It was a beautiful Saturday morning in June, and the duo, who work at Diversions Scuba, debated whether they had just seen a log sticking out of the bottom of the 9,781-acre lake or something extremely rare.

The discovery, on a slope in 27 feet of water near Shorewood Hills, has turned out to be about as historic as it gets.

Dugout canoe

A 1,200-year-old dugout canoe was raised from Lake Mendota Tuesday by the Wisconsin Historical Society. The canoe was discovered in June during a recreational dive and is the oldest intact boat ever recovered from Wisconsin waters. The canoe will undergo preservation efforts over the next two years before it can be displayed in a museum.

After a bit of investigation, it turns out that Thomsen, who is also a maritime archaeologist for the Wisconsin Historical Society, was right in judging that it was more than just a log: It was a dugout canoe.

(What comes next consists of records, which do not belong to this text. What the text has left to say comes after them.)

PR #303, opened 2017-04-17
Correct for googlecartographer/cartographer#227.

macmason:
Also includes some clang-format fixups.


macmason:
Although I haven't tested this, I think this PR could land _before_ Cartographer 227 and no builds would break.

SirVer:
@macmason Travis agrees with you. @wohe will be back in the office today.

Issue #308, opened 2017-04-19
separating rviz_plugin from cartographer_ros


jihoonl:
`cartographer_rviz` brings too big dependencies to install in a robot. Could we separate this package out as an independent repo called like `cartographer_ros_desktop`

SirVer:
That is a valid request. This is theoretically simple too, but it is a rather big refactoring that we do not want to tackle right now. We gladly review PRs of course.

jihoonl:
Can you create a new repo for `cartographer_rviz`? Then I will try to create PRs for refactoring

damonkohler:
Done. There's now a cartographer_rviz repo.

SirVer:
I think this just requires an FAQ entry now and can then be closed.

SirVer:
In offline discussions we decided that the options ROS offers for excluding packages from building are sufficient to tackle this. #515 added a FAQ entry to explain how.

PR #315, opened 2017-04-25
cartographer_rviz migration

jihoonl:
As discussed in https://github.com/googlecartographer/cartographer_ros/issues/308

Together with https://github.com/googlecartographer/cartographer_rviz/pull/2


damonkohler:
Thanks for the contribution! As with the cartographer_rviz repo change, you'll need to wait until the Magazino CLA has been processed.

In the meantime, could you please also update the Dockerfiles? Travis will be unhappy until that's complete. If you could migrate the Dockerfile changes to the cartographer_rviz change as well, it would be greatly appreciated!

ojura:
Hello! I have a suggestion. Another way of disabling building cartographer_rviz would be to make your own CMake libcartographer+cartographer_ros superproject, as I have done in https://github.com/ojura/cartographer_superbuild. In the linked superproject's CMakeLists.txt, it would be enough to comment out the line
`add_subdirectory(cartographer_ros/cartographer_rviz)` to avoid building cartographer_rviz.

If your use case is specific enough, maybe this refactoring could be avoided?

ojura:
Another solution would be to use -DCATKIN_BLACKLIST_PACKAGES="cartographer_rviz" when invoking catkin.

jihoonl:
I am just back from vacation. I will try to finish this PR in this week.

SirVer:
Welcome back :)

jihoonl:
I need inputs to make a progress on this PR.

**rviz configuration with demo launche files**
demo launcher files in `cartographer_ros/launch` require `rviz` and `cartographer_rviz` as dependencies. 
It would be more sense to move them out since rviz is separated out from the repo. So, I am thinking about creating `cartographer_demo` package in [cartographer_rviz repo](https://github.com/googlecartographer/cartographer_rviz) that includes all demo launchers. Or should I keep it in `cartographer_ros`?

**cartographer_ros.rosinstall**
[the rosinstall file](https://github.com/googlecartographer/cartographer_ros/blob/master/cartographer_ros.rosinstall) is used for [docker](https://github.com/googlecartographer/cartographer_ros/blob/master/Dockerfile.kinetic#L64) and for [installation + demo guide](http://google-cartographer-ros.readthedocs.io/en/latest/). Can we have two seprate rosinstall file? one for docker(without cartographer_rviz) and one for installation(with cartographer_rviz)?

damonkohler:
A `cartographer_demo` package seems like a reasonable idea to me. Please make sure to update the documentation, though.

I'm not sure I understand the concern about the rosinstall file. I assume cartographer_ros's rosinstall file would simply stop referring to cartographer_rviz.

jihoonl:
It is to have a proper rosinstall file that installs `cartographer`, `cartographer_ros`, and `cartographer_rviz` for Sphinx tutorial.

[Building & Installation in cartographer_ros sphinx document](http://google-cartographer-ros.readthedocs.io/en/latest/#building-installation) guides users to use the rosinstall file for installation. Since *Running the demos* section is coming after Building & Installation, many users will try to run demos without `cartographer_rviz` package if I remove `cartographer_rviz` from rosinstall file.

damonkohler:
It seems to me that the documentation for the demo should point to the proposed demo package which can contain the correct rosinstall file. Does that make sense?

damonkohler:
@jihoonl before we take this further, could you explain why building with `-DCATKIN_BLACKLIST_PACKAGES="cartographer_rviz"` is not sufficient for your use case? We've further discussed the ramifications of this change on our end and it will create quite some maintenance burden.

jihoonl:
It will probably work as a workaround. I wanted to have a clear repository separation for robot and for desktop because it is easy to control software in robots. I can manage it internally if you don't this.

damonkohler:
@jihoonl In that case, please investigate what options you have on your side. Hopefully it's easy enough and we can avoid the complications of this PR and having to add yet another repo.

@SirVer found the possibility of sparsely check out only the cartographer_ros package: http://stackoverflow.com/questions/600079/how-do-i-clone-a-subdirectory-only-of-a-git-repository/13738951#13738951

It would be nice to offer some instruction for users who need to do this, so please update the issue #308 with your approach. We can fold it into the FAQ.

Let's keep this PR and the cartographer_rviz repo around until you've confirmed that using build options will work for you.

damonkohler:
@jihoonl any updates? Can we close this PR and delete the rviz repo?

jihoonl:
@damonkohler yes. I will reopen it if it becomes necessary.

ruffsl:
Just a thought, but if we ever intend to release cartographer_ros as installable debian package from a ROS distro repo, it would be nice to have the flexibility to install just the slam aspects of cartographer onto the robot target without roping in all the bulk of desktop dependencies rviz would require. 

Not sure if that's a to-far-off goal, but having packaged version of cartographer_ros would real helpful in enabling other such projects to be packaged and shippable: e.g  cartographer_{turtlebot, fetch, hsr, etc.}.

SirVer:
@ruffsl That is a valid point, but as long as Cartographer hasn't reached 1.0 it seems unwise to invest in that sort of granularity. For now, the suggested installation method is through compilation where the user can pick whatever she likes.

ojura:
@ruffsl Good idea, and don't I think this is in conflict with keeping everything in a single repo - you could have Debian rules scripts which will generate multiple Debian packages for various components of Cartographer, while still keeping everything in a single git repository.

ruffsl:
Oh, I read this issue without looking at the current source structure. My original misconception from this thread was that the `cartographer_ros` package was somehow dependent upon the `cartographer_rviz` codebase. It looks like they are already separate ros packages, and the dependency structure listed from the package.xml is rightfully in the other direction. One can just as easily release separate debian packages for ros packages collected together on a shared repo (it's a common thing for maintainers already). I'm unsure of the real issue here now? Nevermind then.

PR #321, opened 2017-05-02
Added reading intensity values from point clouds

jpapon:
This replaces the reading in assets writer which has hardcoded 1.0 values for intensity.

The downside to this patch is that if a pointcloud2 message without intensity arrives, it will fromROSmsg will throw some warnings.

The fix for that is to add a run time check for the intensity field. I can add that if it is preferred.


SirVer:
Now I feel silly ... I wrote that code. Thanks for digging this up!

Please also sign the CLA.

jpapon:
@SirVer Should be better now.

SirVer:
@jpapon Merge the status as is now. If you disagree with any of the changes, let me know and we can roll back.

PR #322, opened 2017-05-03
Enable multiple configuration for multi-trajectory

yutakaoka:
Hi, I just started to enable multi-trajectory on cartographer_ros. This is some portions for that. Could you review it?


SirVer:
I did not look at the code yet, I think we should get the base branch in. 

But one of the things I wonder immediately is how the user will start a new trajectory with different options. So how do you envision `.lua` files and ROS services to change for this?

yutakaoka:
Yes, I should get [PR of cartographer 248](https://github.com/googlecartographer/cartographer/pull/248) done first.

I am working on making a "start_trajectory" ros service to start a new trajectory with different options and subscribers for new input topics.

SirVer:
Let me know when this is ready for another look.

yutakaoka:
I think this PR could be closed because https://github.com/googlecartographer/cartographer_ros/pull/329 covered this.
Regarding "start_trajectory" service, I will send another PR.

A few weeks later, carbon-14 dating showed that the 15-foot-long vessel was an estimated 1,200 years old, the oldest intact boat ever found in Wisconsin waters.

On a brisk Tuesday, amid a chop of waves and 50-degree water, the canoe was brought to shore by teams of divers who shared fist bumps and hugs to applause from residents of the Spring Harbor neighborhood who had gathered at the beach to witness the canoe’s return to shore.

Dugout canoe

Bystanders watch as yellow floats are used to bring a dugout canoe to Spring Harbor Beach. The 1-mile trip took nearly two hours.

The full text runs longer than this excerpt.